Copy the entries below exactly, but only from the line containing "- [ ] Dashboard" through the final line.

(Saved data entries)
┌──
PR #2563, opened 2026-07-12
fix(cursor): bump client version and speak HTTP/2 to AgentService

### LINKED ISSUE #2487: Problem with Cursor IDE, shows up as an outdated version
HTTP 429: [cursor/default] [429]: {"error":{"message":"Update Required","type":"rate_limit_error","code":"ERROR_GPT_4_VISION_PREVIEW_RATE_LIMIT"}} (reset after 2s)

This is the error I get when I try to test a model after it imports my access token and Machine ID automatically.

long2ice:
## Summary
- Bump `x-cursor-client-version` from `3.1.0` → `3.11.13` so Cursor stops rejecting requests with `ERROR_GPT_4_VISION_PREVIEW_RATE_LIMIT` / "Update Required" (fixes #2487).
- Route Cursor **AgentService** (`agent.api5.cursor.sh`, HTTP/2-only) through Node `http2` duplex instead of `fetch`/undici, which only speaks HTTP/1.1 and fails with `fetch failed`.
- Teach `chatCore` to honor executor `responseFormat` when AgentService already decodes to OpenAI-compatible SSE.
- Fetch the live `GetUsableModels` catalog (also over HTTP/2) for account-specific model lists in the dashboard / `/v1/models`.

## Test plan
- [ ] Import Cursor OAuth credentials; provider test / chat with `cu/default` no longer returns 429 `Update Required`
- [ ] Claude Code (or any client that always sends tool schemas) against `cu/default` streams a normal reply instead of hanging / `AgentService request failed: fetch failed`
- [ ] Dashboard Cursor model picker loads live models (or falls back to static catalog on failure)
- [ ] `tests/__baseline__/providers-baseline.json` clientVersion matches registry (`3.11.13`)

### DIFF
--- a/open-sse/executors/cursor.js
+++ b/open-sse/executors/cursor.js
@@ -1,8 +1,11 @@
 import { BaseExecutor } from "./base.js";
-import { PROVIDERS } from "../config/providers.js";
+import { PROVIDERS, PROVIDER_OAUTH } from "../config/providers.js";
 import { HTTP_STATUS } from "../config/runtimeConfig.js";
 import {
   generateCursorBody,
+  encodeField,
+  wrapConnectRPCFrame,
+  decodeMessage,
   parseConnectRPCFrame,
   extractTextFromResponse
 } from "../utils/cursorProtobuf.js";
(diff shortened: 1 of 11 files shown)


long2ice:
Closing — not pursuing this Cursor AgentService / ChatService path further for now.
└──
## Task solution
- [ ] Dashboard Cursor model picker loads live models (or falls back to static catalog on failure)
- [ ] `tests/__baseline__/providers-baseline.json` clientVersion matches registry (`3.11.13`)

### DIFF
--- a/open-sse/executors/cursor.js
+++ b/open-sse/executors/cursor.js
@@ -1,8 +1,11 @@
 import { BaseExecutor } from "./base.js";
-import { PROVIDERS } from "../config/providers.js";
+import { PROVIDERS, PROVIDER_OAUTH } from "../config/providers.js";
 import { HTTP_STATUS } from "../config/runtimeConfig.js";
 import {
   generateCursorBody,
+  encodeField,
+  wrapConnectRPCFrame,
+  decodeMessage,
   parseConnectRPCFrame,
   extractTextFromResponse
 } from "../utils/cursorProtobuf.js";
(diff shortened: 1 of 11 files shown)


long2ice:
Closing — not pursuing this Cursor AgentService / ChatService path further for now.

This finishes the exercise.